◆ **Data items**
PR #1112, opened 2026-05-18
Qhc 1358 Remove ext_trigger check from platform

jordivallsq:
Moved qblox external trigger check from compiler to platform. This avoids raising errors related to the Runcard inside the compiler.


src/qililab/qprogram/structured_program.py
```diff
@@ -90,6 +91,15 @@ def buses(self) -> set[str]:
...
 
+    @property
+    def ext_trigger(self) -> bool:
+        """Get the external trigger flag.
+
+        Returns:
+            bool: Flag remarking the external trigger being used
+        """
+        return self._ext_trigger
+
```
fedonman: I wouldn't add this as a attribute / property of QProgram as a) it has nothing to do with the QProgram per se, b) it is Qblox-specific and c) I foresee it will create a breaking change with the QProgram refactor.

What we want is a way to say that the compiled qprogram requires the platform to have an external trigger, right?

Why not add a property to the `QbloxCompilationOutput`, e.g. `requires_external_trigger: bool`?

fedonman (changes requested):
Made a comment on the location of the flag.

src/qililab/qprogram/qblox_compiler.py
```diff
@@ -1169,6 +1167,8 @@ def _handle_wait_trigger(self, element: WaitTrigger):
         if element.bus not in self._qblox_buses:
             return
 
+        self._qprogram._ext_trigger = True
```
flavie-lebars: I don't understand this line of code, why is there still a reference to the ext_trigger in the compiler? This is known from the qprogram directly now

src/qililab/platform/platform.py
```diff
@@ -1284,7 +1288,7 @@ def compile_qprogram(
                 for controller in self.instrument_controllers.elements
                 if isinstance(controller, QbloxClusterController)
             ]
-            ext_trigger = any(controller.ext_trigger for controller in instrument_controllers)
+            self.has_ext_trigger = any(controller.ext_trigger for controller in instrument_controllers)
```
flavie-lebars: this only runs if all the controllers are qblox, I think it's a bug

flavie-lebars (changes requested):
Why do we even need the flag in the runcard? Another architecture could be that as soon as a qprogram has a wait_trigger we set up whatever needs to be set up between the compilation and execution. The downisde would be that this would need to be done at runtime (but this would be negligible) but this would avoid the user needing to put this flag and make things simpler in my opinion.

Also, I completely agree with Vyron's comment.

src/qililab/qprogram/structured_program.py
flavie-lebars: To answer the first question, yes exactly. Right now, you cannot compile a qprogram that has a `wait_trigger` without a runcard.

And yes, I completely agree with you. I had done something similar for the `measure_reset`, but I had this flag on the `_QbloxInterface` instead (`latch_enabled` and `trigger_network_required`).

src/qililab/platform/platform.py
jordivallsq: from line 1240:
```
instruments = {
            instrument
            for bus in buses
            for instrument in bus.instruments
            if isinstance(instrument, (QbloxModule, QuantumMachinesCluster))
        }
```
Instruments only constitute Qblox or QM instruments, the rest (such as qdac or others are ignored), This is a check to select Qblox or QM as they are both mutally exclusive

I can change the name of instruments to cluster_instruments to make it clearer

src/qililab/qprogram/qblox_compiler.py
jordivallsq: It was code not deleted, removed

src/qililab/qprogram/structured_program.py
jordivallsq: I changed the external trigger to be carried by `QbloxCompilationOutput`. Avoiding using the runcard, so now that parameter has been removed from the runcard and whenever a `wait_trigger` is used it creates the external trigger inside the trigger network

jordivallsq (commented):
@flavie-lebars @fedonman Following your advice, the external_trigger flag in the runcard has been removed, now the device creates this external trigger inside the trigger network when wait_trigger is used.

> The downisde would be that this would need to be done at runtime (but this would be negligible) but this would avoid the user needing to put this flag and make things simpler in my opinion.

I need to test this on hardware to see if the qblox controller has any reaction to run 
```
self.device.ext_trigger_input_trigger_en(True)
self.device.ext_trigger_input_trigger_address(15)
self.device.ext_trigger_input_delay(0)
```
many consecutive times (I don't expect anything but just in case).


new changelog

Removed `external_trigger` parameter from within the runcard's qblox controller instrument. Now the function `QbloxClusterController.set_ext_trigger` is risen internally every time a qprogram contains a `wait_trigger` using the trigger channel 15 (last one).

fedonman (approved):
LGTM 💯 Thank you Jordi! 🚀

docs/releases/changelog-dev.md
```diff
@@ -4,6 +4,9 @@
 
 ### Improvements
 
+- Removed `external_trigger` parameter from within the runcard's qblox controller instrument. Now the function `QbloxClusterController.set_ext_trigger` is risen internally every time a qprogram contains a `wait_trigger` using the trigger channel 15 (last one).
```
flavie-lebars: this should be marked as a breaking change. If they keep their runcard as is, it will fail. My suggestion is to have a future warning. I have a pending PR on the integration length where I will also remove a field from the runcard, you can check how I did it here https://github.com/qilimanjaro-tech/qililab/tree/qhc-1187-integration-length-fix

src/qililab/qprogram/qblox_compiler.py
```diff
@@ -346,10 +348,12 @@ def traverse(block: Block):
 
         self._sync_counter = 0
         self._buses = self._populate_buses()
-        self._ext_trigger = ext_trigger
         self._single_channel = single_channel if single_channel is not None else []
         self._acquisition_metadata = {}
 
+        # Pre-processing: Set initial external trigger buses to an empty list
```
flavie-lebars: the dosctring is wrong, not a list

src/qililab/qprogram/qblox_compiler.py
```diff
@@ -87,10 +87,13 @@ class QbloxCompilationOutput:
...
     """
 
-    def __init__(self, qprogram: QProgram, sequences: Sequences, acquisitions: Acquisitions):
+    def __init__(
+        self, qprogram: QProgram, sequences: Sequences, acquisitions: Acquisitions, external_trigger: bool = False
+    ):
         self.qprogram = qprogram
         self.sequences = sequences
         self.acquisitions = acquisitions
+        self.external_trigger = external_trigger
```
flavie-lebars: in my opinion, the flag shouldn't be inferred in the compiler (_handle_wait_trigger), it's known at qprogram-authoring time. We already have this pattern: trigger_network_required lives on QProgram._QbloxInterface, set inside measure_reset(). external_trigger should follow this. But I think @fedonman's comment suggested to move it here in the compiler. Happy to discuss this at a sprint/daily.

src/qililab/platform/platform.py
```diff
@@ -1388,6 +1382,10 @@ def execute_compilation_output(
 
     def _execute_qblox_compilation_output(self, output: QProgramCompilationOutput, debug: bool = False):
         try:
+            if output.qblox.external_trigger:  # type: ignore[union-attr]
+                for controller in self.instrument_controllers.elements:
```
flavie-lebars, line 1302: this would apply it to every cluster on the runcard. this should not be the case, only the ones which need the triggers should set the ext trigger

flavie-lebars (changes requested):

src/qililab/qprogram/qblox_compiler.py
jordivallsq: fixed

src/qililab/platform/platform.py
jordivallsq: Fixed, now the flag is a string list that returns the buses to find out which controller needs to be set as external

src/qililab/qprogram/qblox_compiler.py
jordivallsq: I have implemented these changes in a single commit ([Implemented requested changes](https://github.com/qilimanjaro-tech/qililab/pull/1112/commits/d6db43736a29fe1aa58d53fabf82597069d79c1c)) so the changes are reversible. Let's see what @fedonman thinks of the changes.

docs/releases/changelog-dev.md
jordivallsq: docstring moved to towncrier removal, closest to breaking change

◆ **THE TASK**
Please retype the entries above in full, exactly as they stand.

◆ **OUTPUT**
PR #1112, opened 2026-05-18
Qhc 1358 Remove ext_trigger check from platform

jordivallsq:
Moved qblox external trigger check from compiler to platform. This avoids raising errors related to the Runcard inside the compiler.


src/qililab/qprogram/structured_program.py
```diff
@@ -90,6 +91,15 @@ def buses(self) -> set[str]:
...
 
+    @property
+    def ext_trigger(self) -> bool:
+        """Get the external trigger flag.
+
+        Returns:
+            bool: Flag remarking the external trigger being used
+        """
+        return self._ext_trigger
+
```
fedonman: I wouldn't add this as a attribute / property of QProgram as a) it has nothing to do with the QProgram per se, b) it is Qblox-specific and c) I foresee it will create a breaking change with the QProgram refactor.

What we want is a way to say that the compiled qprogram requires the platform to have an external trigger, right?

Why not add a property to the `QbloxCompilationOutput`, e.g. `requires_external_trigger: bool`?

fedonman (changes requested):
Made a comment on the location of the flag.

src/qililab/qprogram/qblox_compiler.py
```diff
@@ -1169,6 +1167,8 @@ def _handle_wait_trigger(self, element: WaitTrigger):
         if element.bus not in self._qblox_buses:
             return
 
+        self._qprogram._ext_trigger = True
```
flavie-lebars: I don't understand this line of code, why is there still a reference to the ext_trigger in the compiler? This is known from the qprogram directly now

src/qililab/platform/platform.py
```diff
@@ -1284,7 +1288,7 @@ def compile_qprogram(
                 for controller in self.instrument_controllers.elements
                 if isinstance(controller, QbloxClusterController)
             ]
-            ext_trigger = any(controller.ext_trigger for controller in instrument_controllers)
+            self.has_ext_trigger = any(controller.ext_trigger for controller in instrument_controllers)
```
flavie-lebars: this only runs if all the controllers are qblox, I think it's a bug

flavie-lebars (changes requested):
Why do we even need the flag in the runcard? Another architecture could be that as soon as a qprogram has a wait_trigger we set up whatever needs to be set up between the compilation and execution. The downisde would be that this would need to be done at runtime (but this would be negligible) but this would avoid the user needing to put this flag and make things simpler in my opinion.

Also, I completely agree with Vyron's comment.

src/qililab/qprogram/structured_program.py
flavie-lebars: To answer the first question, yes exactly. Right now, you cannot compile a qprogram that has a `wait_trigger` without a runcard.

And yes, I completely agree with you. I had done something similar for the `measure_reset`, but I had this flag on the `_QbloxInterface` instead (`latch_enabled` and `trigger_network_required`).

src/qililab/platform/platform.py
jordivallsq: from line 1240:
```
instruments = {
            instrument
            for bus in buses
            for instrument in bus.instruments
            if isinstance(instrument, (QbloxModule, QuantumMachinesCluster))
        }
```
Instruments only constitute Qblox or QM instruments, the rest (such as qdac or others are ignored), This is a check to select Qblox or QM as they are both mutally exclusive

I can change the name of instruments to cluster_instruments to make it clearer

src/qililab/qprogram/qblox_compiler.py
jordivallsq: It was code not deleted, removed

src/qililab/qprogram/structured_program.py
jordivallsq: I changed the external trigger to be carried by `QbloxCompilationOutput`. Avoiding using the runcard, so now that parameter has been removed from the runcard and whenever a `wait_trigger` is used it creates the external trigger inside the trigger network

jordivallsq (commented):
@flavie-lebars @fedonman Following your advice, the external_trigger flag in the runcard has been removed, now the device creates this external trigger inside the trigger network when wait_trigger is used.

> The downisde would be that this would need to be done at runtime (but this would be negligible) but this would avoid the user needing to put this flag and make things simpler in my opinion.

I need to test this on hardware to see if the qblox controller has any reaction to run 
```
self.device.ext_trigger_input_trigger_en(True)
self.device.ext_trigger_input_trigger_address(15)
self.device.ext_trigger_input_delay(0)
```
many consecutive times (I don't expect anything but just in case).


new changelog

Removed `external_trigger` parameter from within the runcard's qblox controller instrument. Now the function `QbloxClusterController.set_ext_trigger` is risen internally every time a qprogram contains a `wait_trigger` using the trigger channel 15 (last one).

fedonman (approved):
LGTM 💯 Thank you Jordi! 🚀

docs/releases/changelog-dev.md
```diff
@@ -4,6 +4,9 @@
 
 ### Improvements
 
+- Removed `external_trigger` parameter from within the runcard's qblox controller instrument. Now the function `QbloxClusterController.set_ext_trigger` is risen internally every time a qprogram contains a `wait_trigger` using the trigger channel 15 (last one).
```
flavie-lebars: this should be marked as a breaking change. If they keep their runcard as is, it will fail. My suggestion is to have a future warning. I have a pending PR on the integration length where I will also remove a field from the runcard, you can check how I did it here https://github.com/qilimanjaro-tech/qililab/tree/qhc-1187-integration-length-fix

src/qililab/qprogram/qblox_compiler.py
```diff
@@ -346,10 +348,12 @@ def traverse(block: Block):
 
         self._sync_counter = 0
         self._buses = self._populate_buses()
-        self._ext_trigger = ext_trigger
         self._single_channel = single_channel if single_channel is not None else []
         self._acquisition_metadata = {}
 
+        # Pre-processing: Set initial external trigger buses to an empty list
```
flavie-lebars: the dosctring is wrong, not a list

src/qililab/qprogram/qblox_compiler.py
```diff
@@ -87,10 +87,13 @@ class QbloxCompilationOutput:
...
     """
 
-    def __init__(self, qprogram: QProgram, sequences: Sequences, acquisitions: Acquisitions):
+    def __init__(
+        self, qprogram: QProgram, sequences: Sequences, acquisitions: Acquisitions, external_trigger: bool = False
+    ):
         self.qprogram = qprogram
         self.sequences = sequences
         self.acquisitions = acquisitions
+        self.external_trigger = external_trigger
```
flavie-lebars: in my opinion, the flag shouldn't be inferred in the compiler (_handle_wait_trigger), it's known at qprogram-authoring time. We already have this pattern: trigger_network_required lives on QProgram._QbloxInterface, set inside measure_reset(). external_trigger should follow this. But I think @fedonman's comment suggested to move it here in the compiler. Happy to discuss this at a sprint/daily.

src/qililab/platform/platform.py
```diff
@@ -1388,6 +1382,10 @@ def execute_compilation_output(
 
     def _execute_qblox_compilation_output(self, output: QProgramCompilationOutput, debug: bool = False):
         try:
+            if output.qblox.external_trigger:  # type: ignore[union-attr]
+                for controller in self.instrument_controllers.elements:
```
flavie-lebars, line 1302: this would apply it to every cluster on the runcard. this should not be the case, only the ones which need the triggers should set the ext trigger

flavie-lebars (changes requested):

src/qililab/qprogram/qblox_compiler.py
jordivallsq: fixed

src/qililab/platform/platform.py
jordivallsq: Fixed, now the flag is a string list that returns the buses to find out which controller needs to be set as external

src/qililab/qprogram/qblox_compiler.py
jordivallsq: I have implemented these changes in a single commit ([Implemented requested changes](https://github.com/qilimanjaro-tech/qililab/pull/1112/commits/d6db43736a29fe1aa58d53fabf82597069d79c1c)) so the changes are reversible. Let's see what @fedonman thinks of the changes.

docs/releases/changelog-dev.md
jordivallsq: docstring moved to towncrier removal, closest to breaking change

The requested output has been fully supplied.